:: Data
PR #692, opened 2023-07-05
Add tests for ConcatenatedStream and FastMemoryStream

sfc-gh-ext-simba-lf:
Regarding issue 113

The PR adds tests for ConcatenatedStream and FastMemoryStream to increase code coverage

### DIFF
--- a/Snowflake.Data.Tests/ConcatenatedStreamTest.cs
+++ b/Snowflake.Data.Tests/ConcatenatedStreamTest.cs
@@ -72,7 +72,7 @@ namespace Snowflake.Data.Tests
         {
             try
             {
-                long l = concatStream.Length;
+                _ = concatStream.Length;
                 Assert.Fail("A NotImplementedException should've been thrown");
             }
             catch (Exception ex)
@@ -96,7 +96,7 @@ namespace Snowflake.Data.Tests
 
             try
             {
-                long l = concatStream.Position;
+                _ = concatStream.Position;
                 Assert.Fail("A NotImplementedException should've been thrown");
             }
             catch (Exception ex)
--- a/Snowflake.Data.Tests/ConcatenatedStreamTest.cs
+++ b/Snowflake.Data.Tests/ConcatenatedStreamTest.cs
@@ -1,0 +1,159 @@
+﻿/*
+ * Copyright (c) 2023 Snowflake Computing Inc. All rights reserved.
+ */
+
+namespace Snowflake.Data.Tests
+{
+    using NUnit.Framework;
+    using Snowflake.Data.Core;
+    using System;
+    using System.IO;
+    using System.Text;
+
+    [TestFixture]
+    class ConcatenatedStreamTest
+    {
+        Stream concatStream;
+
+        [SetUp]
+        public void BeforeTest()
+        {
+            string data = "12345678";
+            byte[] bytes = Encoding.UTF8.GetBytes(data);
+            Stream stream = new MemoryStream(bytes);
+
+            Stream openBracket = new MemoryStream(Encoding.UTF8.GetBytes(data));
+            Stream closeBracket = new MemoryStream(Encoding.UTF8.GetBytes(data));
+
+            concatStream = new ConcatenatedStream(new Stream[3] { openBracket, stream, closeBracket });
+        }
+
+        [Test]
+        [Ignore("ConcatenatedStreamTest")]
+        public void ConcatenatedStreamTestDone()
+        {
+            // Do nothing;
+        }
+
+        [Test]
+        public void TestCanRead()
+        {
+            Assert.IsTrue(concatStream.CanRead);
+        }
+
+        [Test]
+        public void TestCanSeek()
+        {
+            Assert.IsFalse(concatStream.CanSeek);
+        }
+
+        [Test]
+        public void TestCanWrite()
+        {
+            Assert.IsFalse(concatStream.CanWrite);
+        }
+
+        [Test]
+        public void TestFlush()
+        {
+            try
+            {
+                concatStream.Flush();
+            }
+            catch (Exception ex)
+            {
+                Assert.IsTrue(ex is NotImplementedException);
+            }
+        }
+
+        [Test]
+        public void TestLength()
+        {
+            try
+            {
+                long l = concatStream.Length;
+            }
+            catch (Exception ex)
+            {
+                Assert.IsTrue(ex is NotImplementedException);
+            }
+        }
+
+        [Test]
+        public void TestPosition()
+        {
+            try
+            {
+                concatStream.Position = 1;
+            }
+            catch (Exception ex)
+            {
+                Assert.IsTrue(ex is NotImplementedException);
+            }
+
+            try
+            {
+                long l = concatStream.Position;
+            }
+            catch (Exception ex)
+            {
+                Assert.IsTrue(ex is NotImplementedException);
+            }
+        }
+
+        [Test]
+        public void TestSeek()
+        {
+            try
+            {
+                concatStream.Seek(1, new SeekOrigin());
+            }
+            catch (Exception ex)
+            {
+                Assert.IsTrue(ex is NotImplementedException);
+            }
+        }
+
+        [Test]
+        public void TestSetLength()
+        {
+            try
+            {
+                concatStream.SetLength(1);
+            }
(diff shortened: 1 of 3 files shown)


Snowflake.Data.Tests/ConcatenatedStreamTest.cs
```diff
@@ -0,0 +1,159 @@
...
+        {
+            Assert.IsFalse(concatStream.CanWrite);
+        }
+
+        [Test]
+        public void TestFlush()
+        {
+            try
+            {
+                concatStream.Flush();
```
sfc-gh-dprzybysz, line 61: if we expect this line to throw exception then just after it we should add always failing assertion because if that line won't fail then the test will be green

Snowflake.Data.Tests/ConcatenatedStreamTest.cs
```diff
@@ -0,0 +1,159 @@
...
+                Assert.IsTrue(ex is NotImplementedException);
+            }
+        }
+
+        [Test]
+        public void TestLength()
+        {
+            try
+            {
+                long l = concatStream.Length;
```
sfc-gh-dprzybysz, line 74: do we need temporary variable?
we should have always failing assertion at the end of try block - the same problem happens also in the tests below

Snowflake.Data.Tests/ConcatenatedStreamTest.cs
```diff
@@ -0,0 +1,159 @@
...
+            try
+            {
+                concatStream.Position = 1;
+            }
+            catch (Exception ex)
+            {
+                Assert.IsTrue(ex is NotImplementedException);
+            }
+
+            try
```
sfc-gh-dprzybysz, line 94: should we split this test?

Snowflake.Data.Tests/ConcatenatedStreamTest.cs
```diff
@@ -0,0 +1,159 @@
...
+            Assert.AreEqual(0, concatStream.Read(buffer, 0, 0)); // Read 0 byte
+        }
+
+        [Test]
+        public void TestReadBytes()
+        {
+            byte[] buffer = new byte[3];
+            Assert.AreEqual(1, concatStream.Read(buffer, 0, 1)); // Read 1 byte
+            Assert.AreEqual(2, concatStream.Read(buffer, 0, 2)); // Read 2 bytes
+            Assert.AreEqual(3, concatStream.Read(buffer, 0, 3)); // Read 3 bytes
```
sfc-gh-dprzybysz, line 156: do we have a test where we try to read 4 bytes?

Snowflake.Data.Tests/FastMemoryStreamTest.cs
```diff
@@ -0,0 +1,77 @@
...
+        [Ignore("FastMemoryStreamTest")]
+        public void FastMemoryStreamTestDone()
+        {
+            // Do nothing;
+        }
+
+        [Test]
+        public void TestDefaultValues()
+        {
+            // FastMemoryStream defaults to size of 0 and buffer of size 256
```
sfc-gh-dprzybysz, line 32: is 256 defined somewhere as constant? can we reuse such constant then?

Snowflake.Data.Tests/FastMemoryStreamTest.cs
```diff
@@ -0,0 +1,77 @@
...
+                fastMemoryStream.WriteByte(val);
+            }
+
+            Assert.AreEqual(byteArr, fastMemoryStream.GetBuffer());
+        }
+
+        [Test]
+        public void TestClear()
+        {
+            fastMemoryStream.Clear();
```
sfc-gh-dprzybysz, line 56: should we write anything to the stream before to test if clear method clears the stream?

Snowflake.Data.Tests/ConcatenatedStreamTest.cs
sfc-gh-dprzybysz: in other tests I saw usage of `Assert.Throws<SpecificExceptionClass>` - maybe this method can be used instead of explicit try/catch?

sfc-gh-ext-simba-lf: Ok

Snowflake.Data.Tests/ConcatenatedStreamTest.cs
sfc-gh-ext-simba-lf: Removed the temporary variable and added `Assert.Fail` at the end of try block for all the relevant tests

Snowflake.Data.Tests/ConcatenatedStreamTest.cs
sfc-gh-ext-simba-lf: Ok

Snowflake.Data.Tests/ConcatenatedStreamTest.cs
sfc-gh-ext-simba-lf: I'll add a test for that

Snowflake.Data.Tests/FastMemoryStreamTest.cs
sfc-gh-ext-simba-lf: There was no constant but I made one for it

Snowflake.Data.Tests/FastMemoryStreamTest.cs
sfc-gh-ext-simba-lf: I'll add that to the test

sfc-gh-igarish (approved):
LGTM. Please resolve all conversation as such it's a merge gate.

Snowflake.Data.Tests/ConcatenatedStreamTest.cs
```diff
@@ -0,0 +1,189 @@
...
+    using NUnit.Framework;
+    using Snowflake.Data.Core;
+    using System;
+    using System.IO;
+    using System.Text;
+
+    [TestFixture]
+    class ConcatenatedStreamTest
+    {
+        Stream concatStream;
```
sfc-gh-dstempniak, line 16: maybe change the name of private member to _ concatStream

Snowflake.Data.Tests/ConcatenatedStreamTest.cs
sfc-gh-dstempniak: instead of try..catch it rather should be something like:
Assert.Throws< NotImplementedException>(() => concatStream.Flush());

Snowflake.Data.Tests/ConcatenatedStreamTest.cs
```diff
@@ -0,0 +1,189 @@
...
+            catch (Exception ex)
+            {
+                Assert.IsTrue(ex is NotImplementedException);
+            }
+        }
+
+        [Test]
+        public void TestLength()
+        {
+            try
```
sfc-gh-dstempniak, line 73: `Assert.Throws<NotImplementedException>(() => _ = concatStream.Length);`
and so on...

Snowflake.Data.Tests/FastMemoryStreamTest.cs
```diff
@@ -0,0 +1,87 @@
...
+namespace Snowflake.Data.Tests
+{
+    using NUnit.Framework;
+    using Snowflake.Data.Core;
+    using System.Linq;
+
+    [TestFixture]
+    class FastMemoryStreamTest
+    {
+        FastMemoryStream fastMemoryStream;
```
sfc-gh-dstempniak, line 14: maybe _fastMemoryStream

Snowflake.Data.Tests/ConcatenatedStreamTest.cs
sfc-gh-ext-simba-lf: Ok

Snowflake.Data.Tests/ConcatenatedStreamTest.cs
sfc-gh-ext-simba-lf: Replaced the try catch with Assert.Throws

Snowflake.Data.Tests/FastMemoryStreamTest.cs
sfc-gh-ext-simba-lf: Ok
::::
• [Problem to solve]:
Lines with the word "then" in them should be copied from the preceding records.

• [Completed task]:
sfc-gh-dprzybysz, line 61: if we expect this line to throw exception then just after it we should add always failing assertion because if that line won't fail then the test will be green
sfc-gh-dprzybysz, line 32: is 256 defined somewhere as constant? can we reuse such constant then?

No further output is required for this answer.